At first glance, the game looked a bit retro. But, in fact, the visuals are crisp and not at all like the screenshots of the game that I'd seen, previously. I'd assumed that the game had static, pre-rendered backgrounds, which is not the case at all. The game is in full 3D and you can rotate the camera to get the best angle. The game's visual style and presentation, overall, is very polished.
As Cooper journeys to New Orleans, he is joined by a number of other characters that players can switch to between during play. Each character has their own unique abilities.
Each location has a number of objectives for John and his companion(s) to complete. Desperados III is played in real-time. Players must carefully plan their strategy to avoid unwanted attention.
There's a lot of sneaking about and detracting enemies, in order to take them out without alerting their friends. John, for instance, has a coin that he can throw to distract opponents to make them look away so he can slip by undetected. He also has a throwing knife for silent kills, either at a distance or from behind and two pistols that can take out multiple targets when noise isn't an issue. Guns have limited ammo, refills which can be found in crates.

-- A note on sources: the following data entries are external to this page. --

PR #3103, opened 2021-05-05
Update run.md

tomverhoeff:
Updated the known issues link to use the right label for PowerToys Run issues. It was still referring to PowerToys Launcher which is not used anymore and does not yield any results.


PRMerger18:
@tomverhoeff : Thanks for your contribution! The author(s) have been notified to review your proposed change.

mattwojo:
Thanks @tomverhoeff ! Great catch!

PR #3125, opened 2021-05-18
Update attached-properties-overview.md

jaigak:
Fixes indentation for C#, VB and C++/CX. Also removes dev langs as they were not working correctly and just shows the examples in all the languages by default.

### DIFF
--- a/windows-apps-src/xaml-platform/attached-properties-overview.md
+++ b/windows-apps-src/xaml-platform/attached-properties-overview.md
@@ -6,11 +6,6 @@ ms.date: 02/08/2017
 ms.topic: article
 keywords: windows 10, uwp
 ms.localizationpriority: medium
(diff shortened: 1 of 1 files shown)


jwmsft (changes requested):
@Jaiganeshkumaran, thanks for helping us fix these code samples. The devlangs need to exactly match the code blocks in the doc, so the correct fix here is to update the code blocks from `cpp` to `cppcx`, and update the devlangs to:
```
dev_langs:
  - csharp
  - vb
  - cppwinrt
  - cppcx
```
Thanks

ktoliver:
It looks like the working branch that was used to create the pull request has been deleted, so a commit can't be added to the pull request. We'll close the PR. Please create a new pull request to update the article per the author's feedback. Thanks.

PR #3127, opened 2021-05-18
Fix ARM64 Project XML Syntax

michael-hawker:


PRMerger17:
@michael-hawker : Thanks for your contribution! The author(s) have been notified to review your proposed change.

michael-hawker:
Also at the start of this section: https://github.com/MicrosoftDocs/windows-uwp/blob/docs/windows-apps-src/cpp-and-winrt-apis/use-csharp-component-from-cpp-winrt.md#building-for-net-native

It seems 'recommended' should be 'required' currently, as there is this issue that I opened on the WinUI repo to get my scenario to work for User Controls in XAML: https://github.com/microsoft/microsoft-ui-xaml/issues/5040

stevewhims (approved):

PR #262, opened 2023-03-23
add queries summary to output

lindsey-w:
### Background

In investigating another problem, found that we are missing the query summaries in the bulk upload output.  Adding it here.

We are also not printing the final error message when exhausting the retries.  Adding a print here.

### Changes

* print queries summary
* print final error
* update version

### Testing

* api client upload
* lamdba client upload
* `make test`


dekatzenel (approved):
Hard to tell if you've missed a spot, but changes LGTM

dekatzenel (approved):

PR #265, opened 2023-03-31
Update schemas.py

dotbeseck:
Adding in the regex to schemas.py to allow PAT to work

### Background

Testing alerting on Tines.Audit logs resulted in a Regex Error. 

### Changes

* added regex to schemas.py 

### Testing

* run pat test on detections for tines and pass.


darwayne (approved):
Thanks for the contribution @dotbeseck

PR #269, opened 2023-04-18
updates schema to support new optional field

darwayne:
### Background

Adds new optional field to Policies, Rules and Scheduled Rules

### Changes

*  Updates schema to support new field
### Testing

* Unit tests


tests/unit/panther_analysis_tool/test_schemas.py
```diff
@@ -76,3 +78,17 @@ def test_query_rateminutes(self):
             # TimeoutMinutes must be set
             sample_query["Schedule"] = {"RateMinutes": 1}
             SCHEDULED_QUERY_SCHEMA.validate(sample_query)
+
+    def test_rba_flag(self):
```
dekatzenel, line 82: Also validate with absent?

darwayne: yup good call out will do

maxrichie5 (approved):

PR #274, opened 2023-04-20
Dana katzenelson lowercase compare per customer request

dekatzenel:
### Background

One last improvement - case insensitive table name comparison
closes: https://app.asana.com/0/1202324455056256/1204427814029085/f

### Changes

* Case insensitive table name comparison

### Testing

* Passes existing tests


darwayne (approved):
Can we also get a new test case going that captures this scenario

PR #276, opened 2023-04-25
Add --valid-table-names option for a user-supplied list of valid table names

dekatzenel:
### Background
Customers that manage their own snowflake want the option to specify valid tables that aren't panther-managed in saved queries
closes: https://app.asana.com/0/1202324455056256/1204437125463858/f

### Changes

* Add --valid-table-names option which takes a list of valid table names with wildcard expansion

### Testing

* Added unit and integration testing of the new flag
* Manually tested new flag with .panther_settings.yml file
* Ensured all existing tests pass


panther_analysis_tool/constants.py
```diff
@@ -16,7 +16,7 @@
 
 PACKAGE_NAME: Final = "panther_analysis_tool"
 
-VERSION_STRING: Final = "0.20.1"
+VERSION_STRING: Final = "0.20.2"
```
darwayne, line 19: since this is a new behavior. This should probably go under 0.21.0

darwayne (approved):

panther_analysis_tool/constants.py
dekatzenel: I considered that and wound up (incorrectly) leaning towards "it's tightly coupled to an existing feature"

darwayne: got it, yeah we haven't been super strict about this, but since we're adding a new command argument as well is what pushed me towards version bump. Ideally minor bumps should be just for bug fixes.

darwayne: yup patch, lol bad choice of words there 🤦🏾‍♂️

darwayne (approved):

maxrichie5 (approved):
Awesome work!

Everything looks fine to me. Nice tests!

dekatzenel:
Confirmed with customer that this should meet their needs

PR #281, opened 2023-04-28
adds async bulk upload support for api users

darwayne:
### Background

When using the api token upload requests are limited to 30seconds. Since they are cases where an upload can take more than 30 seconds we need a way to allow users to continue to upload without any timeout issues.

### Changes
* Updates upload requests that are using the api token to use async uploads
* Adds new --no-async flag to the upload command
* Add logic to detect if panther instance supports async bulk uploads
* Fixes bug where we would always retry uploads vs only retrying when needed

### Testing

* Lots of manual tests

### DIFF
--- a/panther_analysis_tool/backend/graphql/async_bulk_upload_status.graphql
+++ b/panther_analysis_tool/backend/graphql/async_bulk_upload_status.graphql
@@ -1,0 +1,32 @@
+query status($input: ID!) {
+    detectionEntitiesUploadStatus(receiptId: $input) {
+        status
+        error
+        result {
+            dataModels {
+                ...UploadStatisticDetails
+                }
+                globalHelpers {
+                ...UploadStatisticDetails
+                }
+                lookupTables {
+                ...UploadStatisticDetails
+                }
+                policies {
+                ...UploadStatisticDetails
+                }
+                rules {
+                ...UploadStatisticDetails
+                }
+                queries {
+                ...UploadStatisticDetails
+                }
+        }
+    }
+}
+
+fragment UploadStatisticDetails on UploadStatistics {
+  modified
+  new
+  total
+}
--- a/panther_analysis_tool/backend/graphql/async_bulk_upload_status.graphql
+++ b/panther_analysis_tool/backend/graphql/async_bulk_upload_status.graphql
@@ -5,22 +5,22 @@ query status($input: ID!) {
         result {
             dataModels {
                 ...UploadStatisticDetails
-                }
-                globalHelpers {
+            }
+            globalHelpers {
                 ...UploadStatisticDetails
-                }
-                lookupTables {
+            }
+            lookupTables {
                 ...UploadStatisticDetails
-                }
-                policies {
+            }
+            policies {
                 ...UploadStatisticDetails
-                }
-                rules {
+            }
+            rules {
                 ...UploadStatisticDetails
-                }
-                queries {
+            }
+            queries {
                 ...UploadStatisticDetails
-                }
+            }
         }
     }
 }
--- a/panther_analysis_tool/backend/graphql/introspection_query.graphql
+++ b/panther_analysis_tool/backend/graphql/introspection_query.graphql
@@ -1,0 +1,88 @@
+query IntrospectionQuery {
+    __schema {
+      queryType { name }
+      mutationType { name }
+      subscriptionType { name }
+      types {
+        ...FullType
+      }
+      directives {
+        name
+        description
+        locations
+        args {
+          ...InputValue
+        }
+      }
+    }
+  }
+  fragment FullType on __Type {
+    kind
+    name
+    description
+    fields(includeDeprecated: true) {
+      name
+      description
+      args {
+        ...InputValue
+      }
+      type {
+        ...TypeRef
+      }
+      isDeprecated
+      deprecationReason
+    }
+    inputFields {
+      ...InputValue
+    }
+    interfaces {
+      ...TypeRef
+    }
+    enumValues(includeDeprecated: true) {
+      name
+      description
+      isDeprecated
+      deprecationReason
+    }
+    possibleTypes {
+      ...TypeRef
+    }
+  }
+  fragment InputValue on __InputValue {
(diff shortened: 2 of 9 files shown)


panther_analysis_tool/main.py
```diff
@@ -305,7 +305,11 @@ def upload_analysis(backend: BackendClient, args: argparse.Namespace) -> Tuple[i
         A tuple of return code and the archive filename.
     """
 
-    if args.batch:
+    supports_async = backend.supports_async_uploads()
+    if supports_async and args.no_async:
+        supports_async = False
```
dekatzenel, line 310: Would something like the following be better:
`use_async = (not args.no_async) and backend.supports_async_uploads()`

and then use `use_async` below?

panther_analysis_tool/backend/public_api_client.py
```diff
@@ -347,6 +378,28 @@ def _execute(
...
+        request: DocumentNode,
+        variable_values: Optional[Dict[str, Any]] = None,
+    ) -> ExecutionResult:
+        try:
+            res = self._execute(request, variable_values=variable_values)
+        except TransportQueryError as e:  # pylint: disable=C0103
+            err = PermanentBackendError(e)
+            if e.errors and len(e.errors) > 0:
+                err = PermanentBackendError(e.errors[0])
+                err.permanent = not is_retryable_error(e.errors[0])
```
dekatzenel, line 392: Does this mean that you can have a PermanentBackendError with permanent == False? That doesn't make sense to me

panther_analysis_tool/backend/graphql/async_bulk_upload_status.graphql
```diff
@@ -0,0 +1,32 @@
...
+                policies {
+                ...UploadStatisticDetails
+                }
+                rules {
+                ...UploadStatisticDetails
+                }
+                queries {
+                ...UploadStatisticDetails
+                }
+        }
```
maxrichie5, line 24: Are we able to format this better?

panther_analysis_tool/backend/graphql/introspection_query.graphql
maxrichie5, line 1: What is this file for?

panther_analysis_tool/backend/public_api_client.py
```diff
@@ -127,40 +140,40 @@ def check(self) -> BackendCheckResponse:
...
+            if status == "FAILED":
+                if is_retryable_error_str(error):
+                    raise BackendError(error)
+                raise PermanentBackendError(error)
+            if status == "":
+                raise BackendError("empty data")
+
+            if status == "COMPLETED":
+                return to_bulk_upload_response(data)
+            time.sleep(5)
```
maxrichie5, line 168: Can we move this to the top of this loop so it sleeps before the first check?

Can we also change this to `2` maybe? `5` seems too long

panther_analysis_tool/backend/public_api_client.py
```diff
@@ -127,40 +140,40 @@ def check(self) -> BackendCheckResponse:
...
+            result = res.data.get("detectionEntitiesUploadStatus", {})  # type: ignore
+            status = result.get("status", "")
+            error = result.get("error")
+            data = result.get("result")
+            if status == "FAILED":
+                if is_retryable_error_str(error):
+                    raise BackendError(error)
+                raise PermanentBackendError(error)
+            if status == "":
+                raise BackendError("empty data")
```
maxrichie5, line 164: I feel like this could be a more descriptive error. Maybe like `no bulk upload status available`?

panther_analysis_tool/main.py
```diff
@@ -347,7 +353,10 @@ def upload_zip(backend: BackendClient, args: argparse.Namespace, archive: str) -
 
         while True:
             try:
-                response = backend.bulk_upload(upload_params)
+                if use_async:
+                    response = backend.async_bulk_upload(upload_params)
+                else:
+                    response = backend.bulk_upload(upload_params)
```
maxrichie5, line 359: I might have missed this somewhere in the PR, but do we have logic that says we should only do async upload if we are using the public api?

maxrichie5 (commented):
Couple questions

panther_analysis_tool/main.py
darwayne: ooh I like that. Will update

panther_analysis_tool/backend/public_api_client.py
darwayne: good point, I'll update this one to a BackendError. I added the new `PermanentBackendError` type because the `BackendError` type by default has permanent set to False .. there were some bugs introduced due to that behavior so wanted to be explicit

panther_analysis_tool/backend/graphql/introspection_query.graphql
darwayne: I'm using this to check if the panther instance supports the new async bulk upload endpoint in graphql. If it doesn't we fall back to the old behavior. This should allow us to make a PAT release without waiting for all panther instances to get the latest version

panther_analysis_tool/backend/public_api_client.py
darwayne: sure thing

panther_analysis_tool/main.py
darwayne: yup that case is handled. I just added a supports_async_bulk_upload method on the various backend clients .. the lambda client will default to no. and the graphql client will be true if the instance supports it.

panther_analysis_tool/backend/public_api_client.py
darwayne: good point will update

panther_analysis_tool/backend/public_api_client.py
darwayne: done

panther_analysis_tool/backend/public_api_client.py
darwayne: done

dekatzenel (approved):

As well as controlling the characters in real-time, the Showdown feature allows players to record a series of movements and actions for each character. This allows for coordinated strategies that can be used to dispatch multiple opponents, or complete tasks, using each character's unique abilities.

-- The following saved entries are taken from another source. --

PR #283, opened 2023-05-04
Removing inaccurate note about config file

eliskaachee:
### Background

The config file does not override command line values. So removing text that says it does.

### Changes

Removing text.

### Testing

Is text removed? Then yay!


example_panther_config.yml
```diff
@@ -1,6 +1,5 @@
 # Example configuration file for panther_analysis_tool.
 # Copy this file into the root of your test repository and name it .panther_settings.yml
-# Note that options in this file override options passed on the command line
```
darwayne, line 3: Can we just update the note to be accurate?

panther_analysis_tool/main.py
```diff
@@ -1775,11 +1775,7 @@ def run() -> None:
         if key.startswith("PANTHER_"):
             logging.info("Found Environment Variables prefixed with 'PANTHER'.")
             break
-    if os.path.exists(CONFIG_FILE):
-        logging.info(
-            "Found Config File %s . NOTE: SETTINGS IN CONFIG FILE OVERRIDE COMMAND LINE OPTIONS",
```
darwayne, line 1780: same here, can we keep this but just say what it is actually doing instead?

dekatzenel: Maybe check if any command line options are provided, if it's not too difficult, and only mention the override if so

example_panther_config.yml
eliskaachee: Okay, how about something like "Note that options in this file will be overwritten by options passed on the command line"?

panther_analysis_tool/main.py
eliskaachee: That's a good idea, how about something like "Found Config File ____ NOTE: COMMAND LINE OPTIONS WILL OVERWRITE SETTINGS IN CONFIG FILE"

For checking if any command line options are provided, is that just checking "if args" from line 1758? Or do we just want to check for specific args?

example_panther_config.yml
dekatzenel: Nit: s/overwritten/overridden but otherwise LGTM

panther_analysis_tool/main.py
dekatzenel: > how about something like "Found Config File ____ NOTE: COMMAND LINE OPTIONS WILL OVERWRITE SETTINGS IN CONFIG FILE"
same overwrite vs override switch but LGTM
> For checking if any command line options are provided, is that just checking "if args" from line 1758? Or do we just want to check for specific args?
Looks like args includes the subcommand which isn't in the config file, so you'd need to check if it has more args than that

dekatzenel (approved):

PR #284, opened 2023-05-11
jsonschema validation of simple detections

lindsey-w:
### Background

Adding jsonschema validation for simple detections to panther_analysis_tool.  This _keeps_ the existing schema validation on top of the jsonschema validation, until we can migrate the remaining validations into the jsonschema itself.

### Changes

* jsonschema added
* validate against the schema in the case of simple detection or filters 
* tests

### Testing

* `make test`
* pip install from source + validate


panther_analysis_tool/util.py
```diff
@@ -173,3 +173,9 @@ def convert_unicode(obj: Any) -> str:
     e.g. \\\\u003c => <"""
     string_to_convert = str(obj)
     return re.sub(r"\\*\\u([0-9a-f]{4})", lambda m: chr(int(m.group(1), 16)), string_to_convert)
+
+
+def is_simple_detection(analysis_item: Dict[str, Any]) -> bool:
+    return (
+        analysis_item.get("Detection") is not None or analysis_item.get("InlineFilter") is not None
```
darwayne, line 180: hmm should we leave out the InlineFilter part until we have support for that? IIRC presence of inline filters does not guarantee that the detection is a simple detection

lindsey-w: Done [77084ba](https://github.com/panther-labs/panther_analysis_tool/pull/284/commits/77084ba3d16fcc3d2168939116ebe7951e536868)

darwayne: thanks!

darwayne (approved):

maxrichie5 (approved):
LGTM

In the long run, I think it will be better to post the schema to the public bucket or something, then consume it from there. That way customer's can use it in their IDE too

PR #297, opened 2023-06-02
Add Notion to schema

grantjoy:


andrea-youwakim (approved):
adding review from security side, please wait for an approval from detections as well prior to merging if possible

maxrichie5 (approved):

PR #3037, opened 2025-08-17
feat(split): Allow wired split for Ergodash

seanlano:
The Ergodash shield uses a Pro Micro compatible TRRS wired split configuration. This small change enables this with the existing Ergodash shield definition.

## PR check-list

- [ ] ~~Additional tests are included, if changing behaviors/core code that is testable.~~
- [ ] ~~Includes any necessary [documentation changes](https://zmk.dev/docs/development/contributing/documentation).~~

### DIFF
--- a/app/boards/shields/ergodash/ergodash.dtsi
+++ b/app/boards/shields/ergodash/ergodash.dtsi
@@ -12,6 +12,11 @@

The game encourages players to try different strategies. There are constant reminders to save your game. This allows you to try out more outlandish plans, reloading if you fail. There are often multiple ways to complete the tasks at hand. I found that I had no problem trying out an idea multiple times before being successful. You'll find yourself dropping bells, facades and even using an angry bull to dispatch your targets.

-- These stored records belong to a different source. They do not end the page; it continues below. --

PR #3060, opened 2025-09-04
Move to zephyr v4.1

petejohanson:
Opening this as a draft for now, as there is still work to be done here, along extensive testing, but at this point I want a place where progress, testing results, etc can be tracked.

This is considered beta level at this point, so basic support questions will not be answered on this PR/branch. I welcome testing by anyone willing to, given this level of readiness. TIA.

# Prelim Blog Post

@nmunnich prepared an update post, which I am working to round out and finalize: https://deploy-preview-3060--zmk.netlify.app/blog/2025-xx-xx-zephyr-4-1

# Testing steps

## Local dev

Once you have completed your mission, the game displays an animated map of the level showing the methods and path that you took. Each map has plenty of replay value. No playthrough will be the same.
To be honest, I wasn't expecting much, but I had a lot of fun playing Desperados III. The visuals are detailed and the game gives players plenty to work with. I say that it is an easy game to overlook, but you are into a bit of real-time strategy in an interesting setting, you should give the game a go.